You know those days, or even weeks, where nothing seems to go right? Well, I've had the good fortune that it's been quite the opposite.

Is this vintage yet?
After decades on the information not-so-super B road, fast broadband is finally coming to our neck of the woods! At Chez Jones, we're rather excited about this, so fingers crossed it all goes well on installation day next month. The kids pretty much stream everything they watch these days, and on to tablets, rather than the telly. We shop on-line; I work from home when I can, and Wee Man writes and completes his homework online.

Work has been challenging but my coworkers have really pulled the stops out to get stuff done. Yes, it took a while to get started, but we got a lot done once we could access the systems. Amazing what you can do when you just ignore the red tape. :-)

From a Chams angle, it was great to be out and catch up with the usual suspects. Pat was kind enough to arrange for M & Co to visit, so we had sales event at Chameleons. Also, although not specifically happy news, we did commemorate the International Day of Transgender Remembrance. It's the first time (at least in my memory) that we've done so, and we held a minute's silence to think about those that we'd lost, or who aren't so fortunate as we lucky T-folk.

For those of you with a good memory may remember that Little Miss was born nearly 10 years ago. She's growing up to be quite the character, and her sense of humour is really quite sharp. I know parents are supposed to be proud of their kids, but I think she's an awesome young lady: book-loving, caring, sharp, creative and fun.

-

Talking of distant memories, X emailed me the question following last week's Ask Me Anything post. They said: Not wishing to appear to be rude or trying to ask one of those questions that you can not answer; how did you decide that you were Trans in the first place?

Well, there is a question! I don't consider it rude. BTW, given the email address you put in, I'm guessing you've a Unix background? :-)
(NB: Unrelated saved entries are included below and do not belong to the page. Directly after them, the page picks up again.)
PR #2110, opened 2026-07-06
[smelter-render] Replace mip-based Lanczos rescaling with a separable resampler

michael-dm:
Builds on the Lanczos3 support from #1882. The mip-based path has a few issues, all from the 6x6 kernel sampling one mip level without scaling to the leftover ratio:

1. At power-of-two ratios the samples land on mip texel centers where every non-center weight is zero, so a 2:1 downscale is plain bilinear-box output at 36 taps/pixel.
2. At fractional ratios the leftover decimation isn't covered by the kernel, so it aliases.
3. For ratios in (1, 2) the source still enters `mip_levels_needed`, so a full-res mip-0 copy runs every frame and is never sampled (33 MB/frame for 4K).

This replaces the mip pyramid + 2D kernel with a separable resampler (horizontal then vertical pass) whose kernel scales with the ratio, so one path covers up- and downscaling. Ratios past 4x get a single box reduction first (averaging a 2^k box equals k cascaded 2:1 halvings) to keep the tap count bounded. The passes run through a linear `Rgba16Float` intermediate; a unorm one would clamp the kernel's negative lobes and lose ~17 dB on upscales. The mipmap generator and the `scaling_filter`/`mip_level` plumbing are removed, and `apply_layouts.wgsl` goes back to a plain `textureSample`.

Quality vs a float64 Lanczos3 reference, computed from the renderer's own 1:1 dump of a high-frequency grid (a worst case; real content sits higher):

| ratio | master | this PR |
|---|---|---|
| 1.5x | 23.0 dB | 52.7 dB |
| 2.0x | 17.4 dB | 51.3 dB |
| 3.0x | 16.1 dB | 50.4 dB |
| 5.0x | 24.3 dB | 43.3 dB |
| 8.0x | 28.8 dB | 53.4 dB |

Scaling-stage GPU time, M5 Pro, medians over 300 frames (us):

| case | master | this PR |
|---|---|---|
| 2.0x up (960->1920) | 1341 | 341 |
| 2.0x (3840->1920) | 1454 | 1064 |
| 3.7x (4K into tile) | 571 | 914 |
| 5.0x (4K into tile) | 422 | 431 |
| 8.0x (4K into tile) | 289 | 405 |

Faster than master at <=2x. At 3-4x it's slower, which is the tap count of actually filtering the signal the mip path throws away. Past 4x the box reduction keeps it bounded: a 16-up grid of 4K sources at 8x fits a 60 fps frame, where the unbounded kernel doesn't. The 4x cutoff is a single constant.

sheet-sweep


smelter-render/src/transformations/layout.rs
```diff
@@ -181,39 +185,43 @@ impl LayoutNode {
...
+                    source_index: *index,
+                    crop: crop.clone(),
+                    dst,
+                });
+                *crop = Crop {
+                    top: 0.0,
+                    left: 0.0,
+                    width: dst.width as f32,
+                    height: dst.height as f32,
+                };
```
jerzywilczek: I think this breaks.

If one axis has scale different than one, and the other axis a 1:1 scale, but with an integer offset, then the resampler will skip the second axis entirely (teh offset is only checked for being an integer there), and this code will set the crop offset to 0. This will cause the offset of the second axis to be skipped by both sides.

smelter-render/src/transformations/layout/resampler.rs
```diff
@@ -0,0 +1,335 @@
...
+        };
+
+        // Stronger shrink first, to minimize the intermediate size and tap count.
+        let mut passes: Vec<AxisMapping> = mappings
+            .iter()
+            .zip(levels)
+            .map(|(mapping, levels)| mapping.on_reduced_source(levels))
+            .filter(|mapping| !mapping.is_identity())
+            .collect();
+        passes.sort_by(|a, b| b.scale().total_cmp(&a.scale()));
```
jerzywilczek: maybe we can avoid alloc + sort for an array that is at most 2 elements long?

smelter-render/src/transformations/layout/resampler.rs
```diff
@@ -0,0 +1,335 @@
...
+            &make_layout(8),
+            &downsample_shader,
+            wgpu::TextureFormat::Rgba16Float,
+        );
+
+        scope.pop()?;
+        Ok(Self {
+            pipeline: build(wgpu_ctx.default_view_format()),
+            pipeline_f16: build(wgpu::TextureFormat::Rgba16Float),
+            downsample,
```
jerzywilczek, line 238: both `build(...)` calls should happen before the `scope` is popped.

smelter-render/src/transformations/layout/resampler.rs
```diff
@@ -0,0 +1,335 @@
...
+const LABEL: Option<&str> = Some("Lanczos3 resampler");
+
+/// Ratios up to this use the scaled kernel alone; beyond it a single box pass
+/// reduces the source first, keeping the tap count bounded and the box away from
+/// ratios where its softening would show.
+const KERNEL_BUDGET: f32 = 4.0;
+
+/// Separable Lanczos3 resampler: the kernel scales with the ratio, so one pair
+/// of passes covers any up/downscale without mip pyramids. Everything before the
+/// final pass runs in linear Rgba16Float, since a unorm intermediate would clamp
```
jerzywilczek, line 27: Have you verified whether `Rgba16Float` works in wasm?

smelter-render/src/transformations/layout/resampler.rs
```diff
@@ -0,0 +1,335 @@
...
+        &mut self,
+        wgpu_ctx: &Arc<WgpuCtx>,
+        shader: &ResamplerShader,
+        source: &NodeTextureState,
+        crop: &Crop,
+        dst: Resolution,
+        encoder: &mut wgpu::CommandEncoder,
+    ) {
+        let mappings = axis_mappings(crop, dst);
+        let levels = mappings.map(|m| m.predecimate_levels());
```
jerzywilczek, line 315: I think this should be clamped to <= 32, either inside `predecimate_levels` or here. It may be very hard to trigger (or even impossible), but the clamp cant hurt us, and we'll all feel safer.

smelter-render/src/transformations/layout/resampler.rs
```diff
@@ -0,0 +1,335 @@
...
+        let factor = levels.map(|l| 1u32 << l);
+
+        // Box-reduce the ratio above the budget (a 2^k box == k cascaded 2:1
+        // halvings, so one pass suffices), then the kernel takes the residual.
+        let (src_view, src_res) = if factor == [1, 1] {
+            (source.view(), source.resolution())
```
jerzywilczek, line 322: shouldn't we `self.reduced = None` here? similarily to :274?

smelter-render/src/transformations/layout/layout_renderer.rs
```diff
@@ -2,13 +2,17 @@ use std::sync::Arc;
...
+pub struct LayoutRenderer {
+    pub(super) shader: Arc<LayoutShader>,
+    pub(super) resampler: Arc<ResamplerShader>,
+}
 
 impl LayoutRenderer {
     pub fn new(wgpu_ctx: &Arc<WgpuCtx>) -> Result<Self, CreateShaderError> {
         let shader = Arc::new(LayoutShader::new(wgpu_ctx)?);
-        Ok(Self(shader))
+        let resampler = Arc::new(ResamplerShader::new(wgpu_ctx)?);
```
jerzywilczek: Seems to me the resampler does not need to be initialized in cpu-optimized rendering mode

jerzywilczek (changes requested):
Looks pretty good so far, I'd say that maybe a change of structure in `LayoutNode::render` would be quite welcome, so that bugs like the one where the crop offset is not applied are easier to detect.

michael-dm:
> Looks pretty good so far, I'd say that maybe a change of structure in `LayoutNode::render` would be quite welcome, so that bugs like the one where the crop offset is not applied are easier to detect.

Thanks for the review, let me know if the fixes seem correct.

smelter-render/src/transformations/layout/resampler.rs
```diff
@@ -0,0 +1,468 @@
...
+        // halvings, so one pass suffices), then the kernel takes the residual.
+        let (src_view, src_res) = if factor == [1, 1] {
+            self.reduced = None;
+            (source.view(), source.resolution())
+        } else {
+            let full = source.resolution();
+            let reduced = Resolution {
+                width: full.width / factor[0] as usize,
+                height: full.height / factor[1] as usize,
+            };
```
jerzywilczek, line 328:
```suggestion
            let reduced = Resolution {
                width: full.width.div_ceil(factor[0] as usize),
                height: full.height.div_ceil(factor[1] as usize),
            };
```

I think the kernel later uses full / factor as a float, so we need that extra pixel

jerzywilczek (approved):
just this one thing and seems good

wkozyra95:
You can switch submodule to this PR https://github.com/smelter-labs/smelter-snapshot-tests/pull/93 (I just created it from artifacts from CI, so It is possible that it will still fail on pipeline tests)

Anyhoo, I do remember being curious about clothes when I was young, maybe the third year of school. I may have been younger than Little Miss at this point. Eight, maybe? Curious as to why boys and girls could only wear certain things. That and it seemed expected that as a boy, it wasn't acceptable to show your emotions. Certainly not to cry, or show weakness. Emotions provided it was anger, were okay in certain boys' circle. But this *ahem* education was some of my primary school peers, and not the message my parents gave.

Before I was a teen, I'd borrowed skirts or tights from the laundry basket, heels from the shoe cupboard and tried them on in my room after bedtime. I had little clue what I was doing (so not much changes eh? :-) ), so I must have looked a sight. Still, we all have to start somewhere.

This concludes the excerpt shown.